What does this have to do with the shootings in Oregon, and with the President’s response? One article I read about the Oregon shooter noted, “People like him have nothing left to live for.”
I feel this is more central to the issue of mass shootings than gun control, and bears directly on the Saturn-Neptune square. As I delved into research of previous Saturn-Neptune cycles in history, I noted a striking theme which presented itself in three different quotes from three very different sources, all under Saturn-Neptune aspects.
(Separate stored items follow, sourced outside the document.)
Issue #5027, opened 2022-03-17
Split otlp/otlpgrpc


bogdandrutu:
Decision was made to split the pdata package into multiple per signal packages, see https://github.com/open-telemetry/opentelemetry-collector/issues/4832.

As a followup we need to split the `otlp` and `otlpgrpc` as well since they are part of the same current module `model`. Here are some options:
1. Extract the current packages into separate module without no other changes.
2. Move everything from `otlp` and `otlpgrpc` into the equivalent signal package decided in #4832.

I personally believe that the 2nd option is cleaner and gives us the "encapsulation" we need.

dmitryax:
Looks like we need to make a decision here to proceed with https://github.com/open-telemetry/opentelemetry-collector/pull/5087.

Currently we have `otlp` and `otlpgrpc` packages under `/model`.  IMO having them under `model` is not much cleaner than merging them into `pdata`. If we go with the 2 approach, we can have the following structure:

```
/pdata
  /ptrace (including trace related API from `pdata/otlp` and `pdata/grpcotlp`
  /pmetric (including metrics related API from `pdata/otlp` and `pdata/grpcotlp`
  /plog (including logs related API from `pdata/otlp` and `pdata/grpcotlp`
/semconv
```

If we go with 1, we need to figure out another structure. I'm thinking of something like this:

```
/model
  /pdata
    /ptrace (including trace related API from `pdata/otlp` and `pdata/grpcotlp`
    /pmetric (including metrics related API from `pdata/otlp` and `pdata/grpcotlp`
    /plog (including logs related API from `pdata/otlp` and `pdata/grpcotlp`
  /semvconv
  /otlp
    /otlptrace
    /otlpmetric
    /otlplog
  /otlpgrpc
    /grpctrace
    /grpcmetric
    /grpclog
```

We can also remove `/model` for this structure and have `pdata`, `otlp`, `otlpgrpc` and `semvconv` at the root level, but this will  require moving `/model/internal` to `/internal`

cc @Aneurysm9 @bogdandrutu @tigrannajaryan , any other ideas?

tigrannajaryan:
From what I understand `otlpgrpc` is currently used by otlp receiver/exporter only. Is this true? If so then why does it need to be a public package? Can we move it to `internal/otlp` or something like that?

tigrannajaryan:
[...]

PR #5087, opened 2022-03-25
Split pdata package by telemetry signal type

dmitryax:
This is an alternative to https://github.com/open-telemetry/opentelemetry-collector/pull/4918 with the following package structure:

```
/model
  /pcommon (aliases to common API in /internal/pdata: Resource, Map, Value etc)
  /ptrace (aliases to traces API of internal/pdata)
  /plog (aliases to logs API of internal/pdata)
  /pmetric (aliases to metrics API of internal/pdata)
```


bogdandrutu (changes requested):
I like this, except the split of consumer which is out of scope for the pdata split.

dmitryax:
Removed the split of consumer

dmitryax:
Based on the results of [the poll](https://docs.google.com/document/d/1D_jK39GYkp9wAPgRoCYntnzq4LBs_YNnu64vXJGc9nI/edit#heading=h.oeev18el9qk1) https://github.com/open-telemetry/opentelemetry-collector/pull/4918 is closed in favor of this PR

bogdandrutu (approved):

bogdandrutu:
@open-telemetry/collector-maintainer please review

CHANGELOG.md
```diff
@@ -77,6 +77,7 @@
   instance for consistency with other OneOf field accessors (#5035)
 - Update OTLP to v0.15.0 (#5064)
 - Adding support for transition from older versions of OTLP to OTLP v0.15.0 (#5085)
+- Split pdata package separated by telemetry signal type (#5087)
```
codeboten, line 80: Please add a note about the deprecation of `pdata.*` aliases as well

exporter/exporterhelper/internal/persistent_queue_test.go
```diff
@@ -167,20 +168,20 @@ func TestPersistentQueue_ConsumersProducers(t *testing.T) {
...
+func newTraces(numTraces int, numSpans int) ptrace.Traces {
+	traces := ptrace.NewTraces()
 	batch := traces.ResourceSpans().AppendEmpty()
 	batch.Resource().Attributes().InsertString("resource-attr", "some-resource")
 	batch.Resource().Attributes().InsertInt("num-traces", int64(numTraces))
 	batch.Resource().Attributes().InsertInt("num-spans", int64(numSpans))
 
 	for i := 0; i < numTraces; i++ {
-		traceID := pdata.NewTraceID([16]byte{1, 2, 3, byte(i)})
+		traceID := pcommon.NewTraceID([16]byte{1, 2, 3, byte(i)})
```
codeboten, line 179: I can see why NewTraceID and NewSpanID are in `pcommon` as they're used by multiple signals, but since they're always tied to the tracing signal, would it not make more sense for them to live in `ptrace`?

codeboten (commented):
Overall this looks good, just a couple of comments

exporter/exporterhelper/internal/persistent_queue_test.go
dmitryax: I'd put them in pcommon just to maintain a clean dependancy chain and avoid any dependancies across the signal packages.

CHANGELOG.md
dmitryax: Replaced by an entry in "Deprecations" section

codeboten (approved):

exporter/exporterhelper/internal/persistent_queue_test.go
bogdandrutu: Crazy consideration/idea. Can we remove them and replace with a `[8]byte` and `[16]byte` for the APIs in span/exemplar/etc.?

bogdandrutu: This can be a followup issue to discuss.

dmitryax: Sure, submitted https://github.com/open-telemetry/opentelemetry-collector/issues/5137

tigrannajaryan (approved):
LGTM.

I think in our discussions we can continue referring to the internal data collectively as `pdata` even when it is totally eliminated from the codebase. It is a convenient and catchy name.

dmitryax:
> I think in our discussions we can continue referring to the internal data collectively as pdata even when it is totally eliminated from the codebase. It is a convenient and catchy name.

I agree on using `pdata` name as reference to the all pipeline data structures. We agreed on using `p<signal>` as module names, but we still can to move them under an extra `pdata` directory and have the following structure if we want to:

```
/model
  /pdata
    /pcommon (aliases to common API in /internal/pdata: Resource, Map, Value etc)
    /ptrace (aliases to traces API of internal/pdata)
    /plog (aliases to logs API of internal/pdata)
    /pmetric (aliases to metrics API of internal/pdata)
  /semconv
  ... 
```

@open-telemetry/collector-approvers please share you feedback if you think it'll be better.

tigrannajaryan:
> We agreed on using `p<signal>` as module names, but we still can to move them under an extra `pdata` directory

This approach works for me too. No strong opinion one way or another.

bogdandrutu:
@dmitryax @tigrannajaryan what about a `model` -> `pdata` than `semconv` is it's own thing outside pdata module.

dmitryax:
> what about a model -> pdata than semconv is it's own thing outside pdata module.

I was also thinking about it. It means that we need to move `model/otlp` and `model/otlpgrpc` to `pdata/p<signal>`, right? I can submit a followup PR to see how it looks.

tigrannajaryan:
> @dmitryax @tigrannajaryan what about a `model` -> `pdata` than `semconv` is it's own thing outside pdata module.

We have other packages in `model` which strictly speaking are not `pdata` unless we stretch the term (which I would prefer not to). `pdata` in my mind is in-memory representation of Collector pipeline data.

bogdandrutu:
> I was also thinking about it. It means that we need to move model/otlp and model/otlpgrpc to pdata/p<signal>, right? I can submit a followup PR to see how it looks.

See https://github.com/open-telemetry/opentelemetry-collector/issues/5027

> We have other packages in model which strictly speaking are not pdata unless we stretch the term (which I would prefer not to). pdata in my mind is in-memory representation of Collector pipeline data.

Besides semconv nothing after we fix https://github.com/open-telemetry/opentelemetry-collector/issues/5027

Aneurysm9:
> We have other packages in `model` which strictly speaking are not `pdata` unless we stretch the term (which I would prefer not to). `pdata` in my mind is in-memory representation of Collector pipeline data.

This is how I think of it as well.  It seems sufficiently different from OTLP, even if it is presently implemented as an API for managing an OTLP representation, that I think we should be careful about intermixing the concepts too much.

dmitryax:
Looks like we have an agreement on how to merge `otlp` and `otlpgrpc` packages into `pdata` in https://github.com/open-telemetry/opentelemetry-collector/issues/5027. According to that we will have the following two modules instead if `/model`:

```
/pdata
  /ptrace
    /ptracegrpc
  /pmetric
    /pmetricgrpc
  /plog
    /ploggrpc

/semconv
```

If everyone is ok with this structure, I'm going to proceed with the following action items:

1. Move `/model/internal` to `/internal`
2. Update this PR to have `/pdata/p<signal>` instead of `/model/p<signal>`
3. Address https://github.com/open-telemetry/opentelemetry-collector/issues/5027 by introducing `/model/p<signal>/p<signal>oltp` packages

cc @bogdandrutu @tigrannajaryan @Aneurysm9

dmitryax:
I tried a RP for (1) item https://github.com/open-telemetry/opentelemetry-collector/pull/5161. It works but introduces interdependencies between go.opentelemetry.io/collector and go.opentelemetry.io/collector/model modules. So I'd rather update this PR in a different way to avoid interdependencies but use more aliasing for the deprecated APIs.

dmitryax:
It appeared to be pretty difficult to do what we agreed on by the steps that I outlined without introducing interdependencies between packages. To make it in a clean way split of all pdata related parts into a new module has to be done in one shot. I submitted another PR for that instead of reusing this one: https://github.com/open-telemetry/opentelemetry-collector/pull/5168

PR #5090, opened 2022-03-26
[model/semconv] Add definitions for semantic conventions v1.9.0

dmitryax:


model/semconv/v1.9.0/schema.go
```diff
@@ -0,0 +1,20 @@
...
+// WITHOUT WARRANTIES OR CONDITIONS OF ANY KIND, either express or implied.
+// See the License for the specific language governing permissions and
+// limitations under the License.
+
+package semconv // import "go.opentelemetry.io/collector/model/semconv/v1.9.0"
+
+// SchemaURL is the schema URL that matches the version of the semantic conventions
+// that this package defines. Conventions packages starting from v1.4.0 must declare
+// non-empty schema URL in the form https://opentelemetry.io/schemas/<version>
+const SchemaURL = "https://opentelemetry.io/schemas/v1.9.0"
```
cbandy, line 20: Should this be `https://opentelemetry.io/schemas/1.9.0`? xref: https://github.com/open-telemetry/opentelemetry-go/issues/2743

```console
$ curl -fS https://opentelemetry.io/schemas/v1.9.0
curl: (22) The requested URL returned error: 404 

$ curl -fS https://opentelemetry.io/schemas/1.9.0
file_format: 1.0.0
schema_url: https://opentelemetry.io/schemas/1.9.0
versions:
  1.9.0:
  1.8.0:
    spans:
      changes:
        - rename_attributes:
            attribute_map:
              db.cassandra.keyspace: db.name
              db.hbase.namespace: db.name
  1.7.0:
  1.6.1:
  1.5.0:
  1.4.0:
```

dmitryax: @cbandy Good catch, thanks! Looks like this field was defined incorrectly for previous versions as well

dmitryax: Updated

codeboten (approved):

dmitryax:
I would wait for confirmation from @Aneurysm9 as original author of the SemConv definitions that the change of SchemaURL is needed, or if there is any reason to keep the `https://opentelemetry.io/schemas/v` prefix.

tigrannajaryan:
> I would wait for confirmation from @Aneurysm9 as original author of the SemConv definitions that the change of SchemaURL is needed, or if there is any reason to keep the `https://opentelemetry.io/schemas/v` prefix.

@dmitryax I believe the "v" prefix should not be present. It is incorrectly added.

dmitryax:
@tigrannajaryan thanks for confirming

tigrannajaryan (approved):

Aneurysm9 (approved):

The first is from the movie “Dead Poets Society,” which premiered in 1989 at the start of our current Saturn-Neptune cycle. Robin Williams plays a teacher who passionately encourages his young students to immerse themselves in poetry and life. He says, “We don’t read and write poetry because it’s cute. We read and write poetry because we are members of the human race. And the human race is filled with passion. Medicine, law, business, engineering—these are noble pursuits and necessary to sustain life. But poetry, beauty, romance, love—these are what we stay alive for.”
Similarly, back in 1936 at the Democratic National Convention (during the Great Depression and the Dust Bowl), President Franklin D. Roosevelt spoke: “An old English judge said, once upon a time: “Necessitous men are not free men.” Liberty requires opportunity to make a living—a living decent according to the standard of the time, a living which gives man not only enough to live by, but something to live for.”
Most recently, under the current Saturn-Neptune square, the Netflix show “sense8,” in which eight people from around the world suddenly find themselves emotionally and intellectually connected to each other, featured one character offering profound counsel to another by saying, “At a certain point I realized there’s a huge difference between what we work for and what we live for.”
Thus, when a reporter notes that a gunman had nothing left to live for, what is that saying about our culture?
The Saturn-Neptune cycle offers the opportunity to recognize the difference in our lives between what we work for (which refers to Saturn’s domain), and what we stay alive for (Neptune’s terrain), what makes life worth living. Perhaps they’re not so different for you. Work is work, and even when people love their work, there is more to life than work. Neptune offers endless imaginative possibilities for how we live our lives, separate from and outside of Saturn’s existing rules. When dreaming, the rules do not apply!
William Saroyan, the Pulitzer Prize-winning playwright, born with Saturn square Neptune in his chart, said, “In the time of your life, live.”
When President Obama notes that shootings have become routine and “we’ve become numb to this,” perhaps he’s presenting a country in which cold Saturn has taken hold, where limitations have cut off the possibilities for an extraordinary number of people, cut off the innate ability to imagine better lives … to dream. Saturn is in Sagittarius, a sign associated with not only education, but also with what brings meaning to our lives. As Saturn in Sagittarius squares Neptune in Pisces, we have the opportunity to loosen Saturn’s grip where it grips a little too tightly or controls a little too much, and imagine what it means to live—really live—a meaningful life.